Both sides have strongly held views, and in the short term, the residents have won.
But was it the right decision? Probably the most insightful view comes from someone in the middle of this debate: Sam Walker, a 21-year-old user of Bristol Drugs Project’s needle exchange service. A drug user since he was 11, he has been off heroin since December, thanks to a methadone prescription from BSDS, but still uses crack. Although he doesn’t live in St Paul’s, he says he spends all his time there. “I come into St Paul’s every morning to get crack and leave between 11pm and 4am,” he says.

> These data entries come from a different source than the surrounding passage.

Issue #2526, opened 2025-03-24
Systematic asset reuse for attached models


jjyyxx:
### The feature, motivation and pitch

`asset/model` + `<attach>` and the `mjs_attachBody`, `mjs_attachFrame` equivalent in model editing API is the most systematic and convenient way to combine components into a complex scene. But a potential limitation is that: when a model is attached multiple times, or in any other case that assets (mainly meshes) are effectively shared by multiple child models, the assets are unconditionally duplicated in the main model.

In our use case, the model size quickly grows to over 300MiB with over 1M mesh faces. The major sources of bloating are several child models with SDF collision geom (SDF marching cube resolution is hard-coded) attached several times. If we further scale up the scene (only by attaching the existing child models more times), the model size would surely exceed 1GiB. The bloating model size would not cause significant problem for "single model, multiple data" simulation on its own, but:
1. We are trying to store MJB binary for archiving and exact reproducibility;
2. We plan to experiment with certain domain randomization that goes beyond the scope of MjData, necessitating one model for each parallel worker.

### Alternatives

1. Refactor the namespacing/scoping mechanism. The current prefix/suffix mechanism is somewhat inflexible.
2. Centralized asset management and asset sharing across models: It is theoretically possible with current mjModel interface, by changing asset pointers currently pointing to the main buffer to external buffers.

yuvaltassa:
This is a valuable feature request, thanks.

I think there are two separate but related requests:
1. Stop copying assets unconditionally during attach, only copy assets which are actually referenced in the child.
2. Detect duplicate assets and merge them. This is obviously valuable during attach, but could potentially happen much later in the compilation step, for any model, whether created using attach or not.

Is this a correct reflection of your request, or did I miss something?

demoncoder-crypto:
I have done a very rough implementation of this, let me know if it works, i will refine it iteratively

demoncoder-crypto:
#2540 Find it here

PR #2540, opened 2025-03-28
Systematic asset reuse for attached models #2526

demoncoder-crypto:
# Asset Deduplication for Model Attachment

 Changes:
- Enhanced the `FindDuplicateAsset` method to perform thorough comparisons of different asset types:
  - For meshes: Compares file paths and buffer sizes
  - For textures: Compares file paths and dimensions
  - For height fields: Compares file paths and dimensions
  - For skins: Compares vertex and face counts
- Updated the `AppendSpec` method to check for existing assets before appending new ones

This is a very rough Implementation of the issue let me know if its ok to be accepted


src/user/user_objects.cc
quagla, line 1: Something weird happened to this file. It looks like the code is repeated many times?

quagla (changes requested):

src/user/user_objects.cc
demoncoder-crypto: When I stashed git changes it said no changes registered added a case deleted the code tried to commit again user changes have not been stashed try merge head and after that I don't what the code file copy pasted itself. I am so sorry about this mess-up i was non intentional. I will fix this in next commit

src/user/user_model.cc
```diff
@@ -1166,10 +1166,101 @@ mjCPlugin* mjCModel::AddPlugin() {
...
+    mj_deleteSpec(spec);
+    return;
+  }
+  
+  // No duplicate found, add the new spec
   specs_.push_back(spec);
 }
 
+// Find duplicate assets and return the existing one if found
+mjSpec* mjCModel::FindDuplicateAsset(const mjSpec* spec) {
```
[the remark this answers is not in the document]
demoncoder-crypto: For sure i will do it very soon

yuvaltassa:
Comparison by metadata is not enough. You can exit early if the metadata is different, but if it's the same then you have to compare the content. Adding @kbayes who has some related infra in the asset cache.

demoncoder-crypto:
You are absolutely right as the current asset deduplication check in FindDuplicateAsset only compares metadata like file paths and dimensions. To make it more robust, you are suggesting as i understand to check if the metadata matches, then perform a byte-by-byte comparison of the actual asset content using memcmp? I can try to Implement this logic in user_model.cc. Please let me know if I am on the right track.

demoncoder-crypto:
I have tried to implement this. I am very unsure of this. Any help is appreciated

demoncoder-crypto:
@yuvaltassa any updates on this?

yuvaltassa:
Closing due to staleness, apologies. Please reopen if you like

PR #2561, opened 2025-04-08
[mjspec] user_api: add mjs_findAllBodies + mjs_findAllElements

Tadinu:
#2556
This PR adds util functions that find all child specs (of elements, bodies, geoms, etc.) in either a `mjSpec` or a `mjsBody`, largely based on `FindAllImpl()` in specs.cc. Specifically:
Private API:
```
template <typename TSpec, typename TChildSpec,
          typename = std::enable_if<std::is_same_v<TSpec, mjSpec> | std::is_same_v<TSpec, mjsBody>>>
std::vector<TChildSpec*> _mjPRIVATE__findAll(TSpec* base_spec, mjtObj type, int recurse)
```
Public API:
* `MJAPI mjsBodyVec mjs_findAllBodies(mjSpec* s, int recurse)` with `using mjsBodyVec = std::vector<mjsBody*>;`
* `MJAPI mjsElementVec mjs_findAllElements(mjSpec* s, mjtObj type, int recurse);` with `using mjsElementVec = std::vector<mjsElement*>;`
-> This requires `-Wno-return-type-c-linkage` to compile in Clang for `mjsBodyVec, mjsElementVec`

Notes:
* Further API, finding specific child specs (bodies, geoms, sites, etc.) of a body spec, can be also added eg:
```
std::vector<mjsGeom*> mjs_findAllChildGeoms(mjsBody* body, int recurse) {
  return _mjPRIVATE__findAll<mjsBody, mjsGeom>(body, mjOBJ_GEOM, recurse);
}
```
, however, is left for the future to keep this one usefully minimal
* A follow-up PR on python binding can utilize `mjs_findAllElements()` in `FindAllImpl()`


yuvaltassa:
@Tadinu we discussed internally and the requirement of adding new pointer array types to the API makes the PR a bit too cumbersome and is not justified by the functionality. 

We think the user who wants this can basically copy your implementation.

I hope that's not too disappointing.

Tadinu:
@yuvaltassa Oh sure, it's understandable. I actually had the same thought as making the PR, also realizing that point. Maybe that's why we didn't have `FindAllImpl` in C in the first place.

PR #2645, opened 2025-05-21
Corrected A=J*inv(M)*J' in engine_setconst.c

sunilgora:
There is an error in the computation of A=J*inv(M)*J' 
```
        // inverse spatial inertia: A = J*inv(M)*J'
        mj_jacBodyCom(m, d, jac, jac+3*nv, i);
        mj_solveM(m, d, tmp, jac, 6);
        mju_mulMatMatT(A, jac, tmp, 6, nv, 6); 
```
This calculates $A=JJ^T({M^{-1}})^T$, which is incorrect. 
I did the corrections in the code to compute $A=J M^{-1}J^T$.

### DIFF
--- a/src/engine/engine_setconst.c
+++ b/src/engine/engine_setconst.c
@@ -66,6 +66,7 @@ static void set0(mjModel* m, mjData* d) {
   mjtNum A[36] = {0}, pos[3], quat[4];
   mj_markStack(d);
   mjtNum* jac = mjSTACKALLOC(d, 6*nv, mjtNum);
+  mjtNum* jacT = mjSTACKALLOC(d, 6*nv, mjtNum);
   mjtNum* tmp = mjSTACKALLOC(d, 6*nv, mjtNum);
   mjtNum* moment = mjSTACKALLOC(d, nv, mjtNum);
   int* cammode = 0;
@@ -148,8 +149,9 @@ static void set0(mjModel* m, mjData* d) {
       if (nv) {
         // inverse spatial inertia: A = J*inv(M)*J'
         mj_jacBodyCom(m, d, jac, jac+3*nv, i);
-        mj_solveM(m, d, tmp, jac, 6);
-        mju_mulMatMatT(A, jac, tmp, 6, nv, 6);
+        mju_transpose(jacT, jac, 6, 6);
+        mj_solveM(m, d, tmp, jacT, 6);
+        mju_mulMatMat(A, jac, tmp, 6, nv, 6);
       }
 
       // average diagonal and assign


src/engine/engine_setconst.c
```diff
@@ -148,8 +149,9 @@ static void set0(mjModel* m, mjData* d) {
       if (nv) {
         // inverse spatial inertia: A = J*inv(M)*J'
         mj_jacBodyCom(m, d, jac, jac+3*nv, i);
-        mj_solveM(m, d, tmp, jac, 6);
-        mju_mulMatMatT(A, jac, tmp, 6, nv, 6);
+        mju_transpose(jacT, jac, 6, 6);
```
yuvaltassa, line 152: this should be `mju_transpose(jacT, jac, 6, nv);`

src/engine/engine_setconst.c
```diff
@@ -148,8 +149,9 @@ static void set0(mjModel* m, mjData* d) {
...
+        mj_solveM(m, d, tmp, jacT, 6);
```
yuvaltassa, line 153: This is also wrong.

yuvaltassa (commented):
I think you correctly identified a bug (thanks!), but your solution needs work.
I'll try to follow up myself, this is pretty straighforward

yuvaltassa:
Okay, I think I understand where your confusion comes from. The documentation of [mj_solveM](https://mujoco.readthedocs.io/en/latest/APIreference/APIfunctions.html#mj-solvem) is written in column-major form, since that is the standard in math notation. However, solveM notionally operates on a set of vectors, which in C conventions are row vectors. If operating on a single vector $y \in R^n$ it's fine to say that we compute $x = M^{-1} y$ and we don't care if $x, y$ are column or row vectors (notionally $x^T = y^T M^{-1}$). Once we have $k$ vectors this becomes confusing. So if $y$ is $k$ vectors then in MuJoCo they are in row major form $y \in R^{k \times n}$, one $n$ vector after another in memory, $k$ times. In this case it would be more accurate, in terms of the C code, to say that solveM computes $x = y M^{-1}$ rather than $x = M^{-1} y$, but this is confusing in another way since math notation is column major. TBH I never liked row-majorness for exactly this reason, but hey, you get used to it.

yuvaltassa:
Actually, even my "fix" is not doing anything, since A is anyway symmetric.
```
BEFORE  A = J * tmp'  = J * inv(M) * J'
AFTER   A = tmp * J'  = J * inv(M) * J'
```

sunilgora:
Thanks for the clarification. This makes perfect sense if I look at the `mj_solveM(m, d, tmp, jac, 6);` with size of matrices $M$ and $J$. 

Also, I am curious if only the sum of the diagonal elements of A are required (why is it so I am still not sure!) then the calculation of remaining elements is redundant I guess.
This `mju_mulMatMatT(A, jac, tmp, 6, nv, 6);` can be made efficient by calculating diagA instead of A matrix for all bodies.

Do you (dis)agree?

yuvaltassa:
This could be made more efficient yes, but there would be little benefit. The functions in engine_setconst are called once at the end of the compilation phase, they are not in the runtime code path.

PR #3283, opened 2026-05-22
Fix set_to_muscle() to accept tuple arguments for timeconst and range

### LINKED ISSUE #3282: `set_to_muscle()` Uses wrong arg types
### Intro

Hi!

I am using the python API for musculoskeletal modelling.

### My setup

Working on WSL and Windows, Mujoco 3.8.

`set_to_muscle()` of actuators does not take 2d `range` and `timeconst` arguements, and instead expects scalar floats. The function works if you only put in one value of course, but then you manually have to edit dynprm and gainprm to ave correctly set up muscles. I'd also expect the defaults to work/be applied if we don't explicitly specify the values. There are also no tests for `set_to_muscle()` yet.

### Steps for reproduction

Calling set_to_muscle() on any actuator fails.

``` python
import mujoco
spec = mujoco.MjSpec()
a = spec.add_actuator()
a.set_to_muscle(timeconst=(0.01, 0.04), tausmooth=0., range=(0.75, 1.05),
                        force=-1., scale=200.,  lmin=0.5, lmax=1.6, vmax=1.5, fpmax=1.3, fvmax=1.2)
```

This works, but sets up the component incorrectly:

``` python
import mujoco
spec = mujoco.MjSpec()
a = spec.add_actuator()
a.set_to_muscle(timeconst=0.01, tausmooth=0., range=0.75,
                        force=-1., scale=200.,  lmin=0.5, lmax=1.6, vmax=1.5, fpmax=1.3, fvmax=1.2)
```

### Confirmations

anishesg:
The `set_to_muscle()` method in the Python bindings incorrectly declared `timeconst` and `range` parameters as C-style array pointers (`double timeconst[2]`), which prevented Python callers from passing tuples or lists as intended for musculoskeletal modeling. The underlying C function expects 2-element arrays representing min/max pairs, but the pybind11 binding only accepted scalar values.

Changed the lambda signature in `python/mujoco/specs.cc` to use `std::array<double, 2>` for both `timeconst` and `range` parameters, matching the pattern used in `set_to_dcmotor()`. Updated the default argument for `timeconst` from a scalar `-1` to `std::array<double, 2>{-1, -1}` for consistency. The arrays are correctly unpacked using `.data()` when calling the underlying `mjs_setToMuscle()` C function.

Added a test in `specs_test.py` that verifies tuple arguments are properly mapped to the `dynprm` and `gainprm` arrays, and that muscle actuator types are set correctly.

Fixes #3282

### DIFF
--- a/python/mujoco/specs_test.py
+++ b/python/mujoco/specs_test.py
@@ -1636,6 +1636,17 @@ class SpecsTest(absltest.TestCase):
     self.assertEqual(actuator.gainprm[7], 1.3)
     self.assertEqual(actuator.gainprm[8], 1.2)
 
+    # Verify biasprm matches gainprm (copied by set_to_muscle)
+    self.assertEqual(actuator.biasprm[0], 0.75)
+    self.assertEqual(actuator.biasprm[1], 1.05)
+    self.assertEqual(actuator.biasprm[2], -1.)
+    self.assertEqual(actuator.biasprm[3], 200.)
+    self.assertEqual(actuator.biasprm[4], 0.5)
+    self.assertEqual(actuator.biasprm[5], 1.6)
+    self.assertEqual(actuator.biasprm[6], 1.5)
+    self.assertEqual(actuator.biasprm[7], 1.3)
+    self.assertEqual(actuator.biasprm[8], 1.2)
+
     # Verify actuator type settings
     self.assertEqual(actuator.dyntype, mujoco.mjtDyn.mjDYN_MUSCLE)
     self.assertEqual(actuator.gaintype, mujoco.mjtGain.mjGAIN_MUSCLE)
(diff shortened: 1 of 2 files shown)


python/mujoco/specs_test.py
```diff
@@ -1602,6 +1602,45 @@ def test_actuator_shortname(self):
...
+    # Verify gainprm contains range and muscle parameters
+    self.assertEqual(actuator.gainprm[0], 0.75)
+    self.assertEqual(actuator.gainprm[1], 1.05)
+    self.assertEqual(actuator.gainprm[2], -1.)
+    self.assertEqual(actuator.gainprm[3], 200.)
+    self.assertEqual(actuator.gainprm[4], 0.5)
+    self.assertEqual(actuator.gainprm[5], 1.6)
+    self.assertEqual(actuator.gainprm[6], 1.5)
+    self.assertEqual(actuator.gainprm[7], 1.3)
+    self.assertEqual(actuator.gainprm[8], 1.2)
```
Balint-H, line 1637: Should probably also test biasprm while we are at it

anishesg: good catch, added

anishesg:
going to close - saw the issue got handled in another PR.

He agrees that drug users come into St Paul’s from outside – but for him that’s why having treatment centres there makes sense. “I think it’s terrible that the BSDS extension was turned down,” he adds. “I expect residents complained about crime, but if they extended BSDS more people would get onto methadone and that would cut crime.
“There’s not enough help for addicts in Bristol,” he says. “My doctor said I should have a Bristol Drugs Project liaison worker but it took two months for them to see me. People need more help and it needs to be quicker. If someone says: ‘I wanna get clean,’ there is a four-month waiting list.” And he dismisses the idea that treatment centres will attract more users. “All the addicts in Bristol come to St Paul’s to score anyway – if you put BSDS in, they wouldn’t be scoring, they’d be coming in to get clean.”